#### [Problem statement]
Take the records below and print them verbatim up to and including the line that carries "## Consequence".

#### [Extracted data]
PR #2486, opened 2026-09-21
fix: include the post-commit hook in the uninstall inventory

### LINKED ISSUE #2469: [Bug] repowise uninstall never removes the post-commit hook that init installs
## Summary

`repowise uninstall` does not list or remove the git post-commit hook, although `repowise init` is one of the two things that installs it.

`packages/cli/src/repowise/cli/uninstall/inventory.py:20-34` declares the four groups the plan enumerates:

```python
class Group(StrEnum):
    AGENTS = "agents"
    REPO_FILES = "repo-files"
    INDEX = "index"
    GLOBAL = "global"
```

`.git/hooks/post-commit` is in none of them. Grepping the module for `post-commit` returns nothing.

`repowise.cli.hooks.uninstall` has exactly one caller in the tree:

```
packages/cli/src/repowise/cli/commands/hook_cmd.py:102
    from repowise.cli.hooks import uninstall
```

which is the explicit `repowise hook uninstall`. Meanwhile `init` installs it at `packages/cli/src/repowise/cli/commands/init_cmd/_interactive.py:239`.

## Consequence

A user runs `repowise init`, accepts the post-commit hook when offered, later runs `repowise uninstall --all`, and the marker block stays in `.git/hooks/post-commit`. Nothing in the output mentions it.

The block is inert once the index is gone, because it gates on `[ -f "$ROOT/.repowise/state.json" ]` (`packages/cli/src/repowise/cli/hooks.py:74`), so nothing breaks. The problem is the claim rather than the behaviour. The module docstring at `inventory.py:1-9` is explicit about what it is for:

> The full inventory of what repowise has written, computed without writing. This module is the trust claim. [...] So the plan enumerates every path in every group, present or not, and carries for each either the action a run would take or the reason it would not.

A path that install writes and uninstall neither removes nor names is the one outcome that design rules out. `Item` already carries a `blocked` field for exactly the case where a path is listed and deliberately not touched, so the shape for an honest answer is already there.

Three uninstall paths currently leave behind something their install wrote. The other two are #2470 (the Claude Code target leaves an env pin and two permission rules) and #2471 (`hook rewrite uninstall` leaves a repo config flag and, on some machines, an AGENTS.md block). They are separate files and separate commands, but a contributor picking up one may want to read the other two, since the question in each case is the same: what did install write that uninstall does not account for?

## Done looks like

`.git/hooks/post-commit` appears in the plan under `REPO_FILES`, with either the removal a run would perform or the reason it would not. Removing the repowise block while preserving any other hook content is already implemented in `hooks.uninstall` (`hooks.py:366-391`, including the "removed (other hook content preserved)" branch), so this is wiring rather than new logic.

Worth deciding in the same pass: whether removal belongs under `REPO_FILES` or under a group of its own. The hook lives in `.git/`, which is neither the repo's own tracked files nor `.repowise/`, and a user who wants the index gone but the auto-sync hook kept is not an obviously wrong user.

## Scope note

Verified against current main by reading the inventory groups, grepping for every caller of `hooks.uninstall`, and confirming `init` installs it. I did not run `repowise uninstall`, and I did not check whether the workspace uninstall path differs.

danielalanbates:
## Problem

`repowise init` can install a post-commit hook (auto-sync), but `repowise uninstall --all` never inventoried or removed it — the uninstall plan omitted a file written by init. Fixes #2469.

## What changed

- `hooks.py`: two small public helpers — `hook_path()` (reusing the existing worktree / `core.hooksPath` / husky-aware resolution so the inventory names exactly the path install/uninstall use) and `marker_present()` (safe marker check for the shared hook file).
- `uninstall/inventory.py`: the hook is now a `repo-files` row. A hook file carrying our marker block is removable; a hook file without it is listed but blocked with the reason `no repowise block in the hook, so it is left alone`. A repo with no hook file gets no row.
- `uninstall/runner.py`: removal goes through the existing marker-aware `hooks.uninstall()`, so other tools' hook content is preserved and the file is deleted only when it held nothing else.
- `uninstall_cmd.py`: the repo-files group description now mentions the post-commit hook.

## Tests

5 new tests in `tests/unit/cli/test_uninstall_cmd.py`: install via the same entry point `init` uses, confirm dry-run names the path and `uninstall --all` removes it; unrelated hook content survives; a hook file without our marker is named, reported as kept with a reason, and left untouched; no hook file means no row; dry-run path matches the removed path. Full uninstall + hooks suites: 72 passed, no regressions.

---
Disclosure: this PR was developed with AI assistance and reviewed by the author.


RaghavChamadiya:
Thanks @danielalanbates, and welcome. This is a careful first PR: reusing `hooks._hooks_dir` through `hook_path()` instead of reimplementing the worktree, `core.hooksPath` and husky resolution is right, and removing through `hooks.uninstall()` so a hook that also carries someone else's content only loses our block is the part that most needed getting right.

I have to hold it, though, and the reason is claim order, not the code. @Aman-goel-04 claimed #2469 on the 20th and, before writing anything, asked three scoping questions that I left unanswered. This PR landed twenty minutes after those questions. The repo's rule is that the first claim on an issue keeps it, and the person who stopped to ask is the last person I want to see overtaken because I was slow to reply.

Two of Aman's questions also affect this diff. I have answered them on #2469: when `core.hooksPath` points outside the repo, or when the hooks dir belongs to the main checkout of a worktree, the row should be `blocked` with a reason, because removing it there would remove the hook for other repos too. This PR removes it in both cases.

If Aman hands the issue over, this is the natural PR to land with that change. In the meantime, #2352 is open and unclaimed: `GRAPH.md` quotes benchmark figures that `BENCHMARKS.md` has since corrected. It is a documentation fix, and a good way to get something merged quickly.

PR #2488, opened 2026-09-21
fix(coverage): report no coverable lines as not applicable, not 0% covered

### LINKED ISSUE #2193: [Bug] A file with zero coverable lines (LF:0) is ingested as 0% coverage, so coverage_gradient imputes what it documents it never will

tacopiek:
## Summary

- Every coverage parser now reports a file with **no coverable lines** as `line_coverage_pct = None` instead of `0.0`, so `coverage_gradient`, `coverage_gap` and `untested_hotspot` stay silent on files that contain no executable code.
- `FileCoverage.line_coverage_pct` and `coverage_files.line_coverage_pct` widen to nullable (migration `0077`), matching what `branch_coverage_pct` has always done for "no branches".
- The repo rollup, the module aggregate and the worst-first file ordering step over the unmeasurable rows rather than treating them as 0%.

## Related Issues

Fixes #2193

## What changed, and why it is not only the parsers

@RaghavChamadiya's scope note on the issue was right about the chain being nullable already — `health/models.py`, `biomarkers/base.py`, `FileHealth` and `engine.py` all needed nothing. Three things came up that the note did not cover, and each is a deliberate decision rather than scope creep:

**1. `untested_hotspot` needed a guard after all.** Its `cov is None` branch is not a silent return — it is a documented fallback that flags a hotspot when neither a paired test file nor `reached_by_tests` says anything tests the file. Feeding it `None` therefore swapped one finding for another rather than removing it: the barrel in the issue would still have scored −2.00 critical, just with the reason *"no paired test file and no coverage data"*. The two causes of `None` call for opposite verdicts, and `total_coverable_lines` is 0 for both, so `FileContext` gained one field, `coverage_measured`, to tell them apart. Measured-and-empty returns early; unknown still falls through to the existing fallback, and there is a test pinning each side.

**2. The migration does not reach local SQLite stores, by design.** `init_db`'s reconciler is additive-only and nothing runs Alembic against a `.repowise/wiki.db`, so `line_coverage_pct FLOAT NOT NULL` survives every upgrade on an existing store — I confirmed this on one of mine. Relaxing the model alone would have turned the next `repowise coverage add` into an `IntegrityError` for everyone who has already ingested a report. `save_coverage_files` therefore reflects the live column and omits the not-applicable rows when it is still `NOT NULL`. Nothing observable diverges between the two store shapes: every consumer reads an absent row and a NULL percentage identically (`cov is None`), and the rollup weights each row by `total_coverable_lines`, which is 0 for exactly these rows. If you would rather have a runtime table rebuild in the `decision_migration` style so both shapes converge, say so and I will add it.

**3. `None`, not `100.0`** — taking the call from the issue thread. A vacuous `100.0` would quietly inflate any average instead of producing a visible false finding, which is the worse failure mode.

`file_count` and the repo-level `line_coverage_pct` now describe files with a *measurable* percentage. A report of nothing but type-only files reports `line_coverage_pct: None` rather than 0% — the same fix one level up, and the empty-table shape already returned `None` there, so every caller handles it.

## Test Plan

- [x] Tests pass (`pytest`) — `tests/unit/health` + `tests/unit/persistence`: **2911 passed, 1 skipped**. `tests/unit/server` + `tests/unit/pipeline`: **3666 passed**.
- [x] Lint passes (`ruff check packages/ tests/`) — clean. I deliberately did **not** run `ruff format`: it rewrites unrelated pre-existing lines in five of the files I touched (955 files repo-wide would be reformatted), and that churn does not belong in this diff.
- [x] `mypy packages/core/src packages/cli/src packages/server/src` — 690 errors before, 690 after, byte-identical output. No new ones.
- [x] The issue's repro lcov, against all four parsers.

New tests:

- `tests/unit/health/test_coverage_parsers.py` — parametrized over lcov / Cobertura / Clover plus a repowise-json case, each asserting both halves of the distinction (nothing coverable → `None`, genuinely uncovered → `0.0`).
- `tests/unit/health/test_coverage_biomarkers.py` — all three biomarkers silent on the issue's shape; `untested_hotspot` still firing when no report mentioned the file; `coverage_gradient` still firing on a real 0%.
- `tests/unit/health/test_coverage_discovery.py` — the hit-wins merge keeps `None` when neither side has coverable lines and resolves to a number as soon as one does.
- `tests/unit/persistence/test_coverage_not_applicable.py` — NULL round-trip, the rollup stepping over it without moving, the unknown repo-level answer, and the legacy `NOT NULL` store ingesting successfully.

**Pre-existing failures, not from this branch.** `tests/unit/cli` has ~8–10 failures (`test_agent_target_baseline`, `test_docs_pointer`, `test_ui_package`, `test_update_e2e`, `test_update_provider_prompt`, `test_workspace_docs_pointer`). They reproduce on a clean `upstream/main` checkout here, and the exact set shifts between runs on identical code, so they look order- or environment-dependent. None touch coverage.

## Checklist

- [x] I have updated documentation if needed — the docstrings that carry the contract (`FileCoverage`, `untested_hotspot`, the repowise-json schema note) state the new meaning.


RaghavChamadiya:
Thanks @tacopiek, and thanks for reporting #2193 in the first place, the write-up made the problem really clear.

Two things before this can go in. First, @modelpath-dev claimed the issue on the 10th and confirmed the approach on the 12th, so I want to give them first shot, same as I did on #2340. If they don't pick it up this week I'm happy to move forward with yours.

Second, a few things I spotted while testing it, so whichever PR lands can cover them:
- Local stores never run the migration, so on an existing `wiki.db` the N/A rows are skipped and the barrel from the issue still scores critical, just as "no coverage data". Writing 0.0 there and treating `total_coverable_lines == 0` as no coverage at load time would cover old stores and existing rows too.
- `file-coverage-tab.tsx` calls `pct.toFixed(1)` on `line_coverage_pct`, so a type-only file's Coverage tab would throw on `null`.
- `FileDetailCoverage` and `CoverageFileRow` in `packages/types` still type it as `number`.
- A report with only type-only files ends up with `file_count: 0`, and the CLI then says "No coverage ingested."

One small heads-up: a migration `0077` just landed on main, so this one will need to become `0078` with `down_revision = "0077"`. Happy to do that bit for you if it helps.

Really appreciate the careful parser tests here.

RaghavChamadiya:
@tacopiek one more thing I should have said in my comment yesterday: commit `7e811a42` carries a `Co-Authored-By: Claude Opus 5` trailer, and this repo does not merge commits with a coding agent as author or co-author. Whichever PR lands for #2193, if it is this one, that line needs to come off (`git commit --amend`, delete it, `git push --force-with-lease`). That is about authorship only and does not change anything about the review above.

PR #2489, opened 2026-09-21
fix(server): preserve workspace extraction diagnostics

### LINKED ISSUE #2026: [Bug] Workspace extraction diagnostics loses three of its fifteen reports at the API boundary
**Summary**

`ExtractionDiagnostics.to_dict()` emits fifteen keys. `WorkspaceExtractionDiagnostics`
declares twelve. The route constructs the response with `**`, and pydantic's
default `extra="ignore"` drops the difference without raising.

`packages/server/src/repowise/server/routers/workspace.py:643`

```python
return WorkspaceExtractionDiagnostics(**diagnostics)
```

The three keys that never arrive are `symbol_identity`, `schema_coverage` and
`code_api` (`packages/core/src/repowise/core/workspace/diagnostics.py:236-241`,
serialized at `:273-275`). They are computed on every workspace extraction and
reach no consumer: `GET /api/workspace/diagnostics` is the only route that
serves them, and nothing else in the repo reads them.

**Mechanism**

Three things have to line up for this to be silent, and all three do.

1. The schema is a strict subset. `schemas/workspace.py:254-268` lists twelve
   fields, ending at `http_consumer_coverage`. The three report fields were
   never added.
2. Nothing rejects the extras. There is no `model_config` in
   `schemas/workspace.py`, so pydantic v2's default `extra="ignore"` applies and
   construction succeeds.
3. There is no nested schema to add them to. `SymbolIdentity`
   (`diagnostics.py:115`), `SchemaCoverage` (`:143`) and `CodeApiCoverage`
   (`:184`) have no pydantic counterparts, so this is not a one-line field
   addition.

The core round trip is fine, which narrows where the fix belongs:
`ExtractionDiagnostics.from_dict` reads all three back
(`diagnostics.py:280-281`, `:329`). The loss is at the API boundary only.

Worth naming what is lost precisely, because these are not counters. Each of the
three carries **two denominators on purpose**, and the second one is the
diagnostic. From `SymbolIdentity`:

> *total* is the honest workspace-wide share. *bound_ratio_indexed* excludes the
> files with no parsed symbols at all [...] which is what says whether the
> binding rule itself is working: no rule can reach a file the parser never saw.

`SchemaCoverage` and `CodeApiCoverage` are built the same way and say so. All
three are documented "Reported, never asserted" - they exist to answer whether
extraction is working, which is the question this endpoint is for.

**Repro**

Run a workspace extraction, then:

```
GET /api/workspace/diagnostics
```

The response carries `total_providers` through `http_consumer_coverage` and
stops. No `symbol_identity`, no `schema_coverage`, no `code_api`.

The drop itself, without a server:

```python
from pydantic import BaseModel

class M(BaseModel):
    a: int = 0

M(**{"a": 1, "b": 2}).model_dump()   # {'a': 1} - 'b' is gone, no error
```

**Impact**

Every workspace, since the fields were added. The endpoint answers "is
extraction working" while withholding the three measurements built to answer it.
No error, no partial-response marker, and the response validates.

Unsized beyond that. No test asserts on the three keys in either direction, so
there was nothing to regress.

**Done looks like**

`symbol_identity`, `schema_coverage` and `code_api` reach the endpoint, which
needs pydantic models for the three nested reports first.

Two things worth deciding while fixing rather than after:

* Set `extra="forbid"` on `WorkspaceExtractionDiagnostics`, or construct it field
  by field. The `**` plus permissive-default combination is what made this
  silent, and it will re-silence the next field added to `to_dict()`.
* The same shape exists next door. `BreakingChange.provider_symbol_id`
  (`core/workspace/breaking_change.py:137`, populated at `:574`) is likewise
  absent from `WorkspaceBreakingChange` (`schemas/workspace.py:325-338`). Worth
  checking the rest of `schemas/workspace.py` against its core counterparts in
  the same pass.

Tests: assert the endpoint's key set against `ExtractionDiagnostics.to_dict()`'s
key set, so the next divergence fails instead of disappearing.

Shivang9983:
## Summary

- Preserve all workspace extraction diagnostics fields at the API boundary.
- Add strict schema validation with `extra="forbid"` to prevent silently dropped diagnostics.
- Add a regression test to keep the core diagnostics payload and API schema in sync.

## Related Issues

Fixes #2026

## Test Plan

- [x] Tests pass (`pytest`) — `64 passed`

## Checklist


RaghavChamadiya:
Thanks @Shivang9983, and sorry this sat three days without a reply. Adding the three nested models before setting `extra="forbid"`, in that order, is exactly the ordering I warned about on #2026, and deriving the models' fields from the core `to_dict()` shapes is right.

Two things before it can merge.

**The key-set test never runs.** In `tests/unit/server/test_workspace_router.py` it is indented one level too deep, so it is defined inside `test_reports_orphans_and_counts` instead of on the class:

```python
        def test_extraction_diagnostics_schema_matches_core_payload(self) -> None:
```

pytest does not collect nested functions, so CI is green without executing it. That test is the part of #2026 that stops the next field from vanishing silently, so it needs to sit at the same indentation as its siblings. It will then pass, since `to_dict()` emits exactly those keys.

**It needs a rebase.** Main has changed `schemas/workspace.py` and the same test file since you branched, so both conflict. The schemas one is trivial: main now has `from typing import Literal` above the pydantic import, and you need both that line and your `ConfigDict` import.

`provider_symbol_id` on `WorkspaceBreakingChange` has already landed on main in the meantime, so you can drop that from your list. Ping me once it is rebased and green and I will merge.

Shivang9983:
Thanks @RaghavChamadiya  for the detailed review! I've rebased the PR onto the latest main, fixed the indentation of the key-set test so pytest can collect it, and resolved the conflicts while keeping both Literal and ConfigDict. I also dropped provider_symbol_id since it is now present on main.

Ruff lint and formatting checks are passing, and I've force-pushed the rebased branch. The PR is ready for another look. Thanks!

PR #2490, opened 2026-09-21
fix(cli): read workspace list status from the configured database

### LINKED ISSUE #2368: [Bug] workspace list reads every repo as "not indexed" under a configured shared database

sloemo01:
Fixes #2368.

#### [Answer to this task]
PR #2486, opened 2026-09-21
fix: include the post-commit hook in the uninstall inventory

### LINKED ISSUE #2469: [Bug] repowise uninstall never removes the post-commit hook that init installs
## Summary

`repowise uninstall` does not list or remove the git post-commit hook, although `repowise init` is one of the two things that installs it.

`packages/cli/src/repowise/cli/uninstall/inventory.py:20-34` declares the four groups the plan enumerates:

```python
class Group(StrEnum):
    AGENTS = "agents"
    REPO_FILES = "repo-files"
    INDEX = "index"
    GLOBAL = "global"
```

`.git/hooks/post-commit` is in none of them. Grepping the module for `post-commit` returns nothing.

`repowise.cli.hooks.uninstall` has exactly one caller in the tree:

```
packages/cli/src/repowise/cli/commands/hook_cmd.py:102
    from repowise.cli.hooks import uninstall
```

which is the explicit `repowise hook uninstall`. Meanwhile `init` installs it at `packages/cli/src/repowise/cli/commands/init_cmd/_interactive.py:239`.

## Consequence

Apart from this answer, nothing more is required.